• WORKING DATA:
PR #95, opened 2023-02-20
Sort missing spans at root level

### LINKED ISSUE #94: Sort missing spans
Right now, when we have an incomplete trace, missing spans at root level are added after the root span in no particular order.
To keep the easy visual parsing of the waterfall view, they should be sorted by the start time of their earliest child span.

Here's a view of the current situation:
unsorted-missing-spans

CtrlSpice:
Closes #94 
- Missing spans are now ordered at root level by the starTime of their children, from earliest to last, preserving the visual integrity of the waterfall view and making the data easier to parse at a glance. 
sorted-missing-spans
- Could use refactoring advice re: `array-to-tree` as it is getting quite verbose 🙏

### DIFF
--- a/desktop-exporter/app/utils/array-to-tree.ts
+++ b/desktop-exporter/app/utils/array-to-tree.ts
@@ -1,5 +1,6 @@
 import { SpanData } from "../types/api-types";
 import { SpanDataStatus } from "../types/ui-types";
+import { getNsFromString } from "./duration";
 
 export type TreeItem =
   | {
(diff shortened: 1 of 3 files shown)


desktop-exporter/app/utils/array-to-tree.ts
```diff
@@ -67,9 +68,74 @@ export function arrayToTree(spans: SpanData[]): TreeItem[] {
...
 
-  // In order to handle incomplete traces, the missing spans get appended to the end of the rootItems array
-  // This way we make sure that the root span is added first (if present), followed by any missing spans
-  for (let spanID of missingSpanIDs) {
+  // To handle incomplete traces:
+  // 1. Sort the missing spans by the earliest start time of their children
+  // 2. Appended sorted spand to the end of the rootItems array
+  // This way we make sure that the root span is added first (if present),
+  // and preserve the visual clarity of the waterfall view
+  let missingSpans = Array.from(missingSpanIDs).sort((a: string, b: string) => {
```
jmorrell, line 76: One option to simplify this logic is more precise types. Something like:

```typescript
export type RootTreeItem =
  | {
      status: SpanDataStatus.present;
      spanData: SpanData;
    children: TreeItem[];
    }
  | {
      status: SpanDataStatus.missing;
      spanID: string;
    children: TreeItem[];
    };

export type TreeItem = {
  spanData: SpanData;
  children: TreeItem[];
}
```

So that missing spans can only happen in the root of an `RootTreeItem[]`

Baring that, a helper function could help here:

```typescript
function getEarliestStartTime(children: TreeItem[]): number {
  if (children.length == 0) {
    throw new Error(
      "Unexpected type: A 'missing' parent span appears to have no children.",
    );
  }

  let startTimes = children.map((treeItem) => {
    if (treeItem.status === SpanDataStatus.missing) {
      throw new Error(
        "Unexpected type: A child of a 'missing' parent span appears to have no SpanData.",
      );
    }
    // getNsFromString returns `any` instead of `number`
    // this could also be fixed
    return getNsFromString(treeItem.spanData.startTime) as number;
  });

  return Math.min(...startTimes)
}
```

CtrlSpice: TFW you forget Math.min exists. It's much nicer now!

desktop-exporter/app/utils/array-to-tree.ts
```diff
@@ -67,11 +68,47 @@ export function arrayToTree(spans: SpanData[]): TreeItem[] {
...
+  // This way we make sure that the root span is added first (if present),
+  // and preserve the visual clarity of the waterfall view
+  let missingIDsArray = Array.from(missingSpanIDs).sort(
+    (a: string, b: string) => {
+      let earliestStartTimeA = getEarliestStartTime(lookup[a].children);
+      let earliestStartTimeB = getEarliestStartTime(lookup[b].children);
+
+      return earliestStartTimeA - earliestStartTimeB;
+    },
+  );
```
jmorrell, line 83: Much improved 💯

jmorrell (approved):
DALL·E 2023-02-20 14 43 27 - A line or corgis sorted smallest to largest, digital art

• TASK BRIEF: The string to find is "earliestStartTimeA"; copy every line of the listing that has it.

• ANSWER TO THE PROBLEM:
+      let earliestStartTimeA = getEarliestStartTime(lookup[a].children);
+      return earliestStartTimeA - earliestStartTimeB;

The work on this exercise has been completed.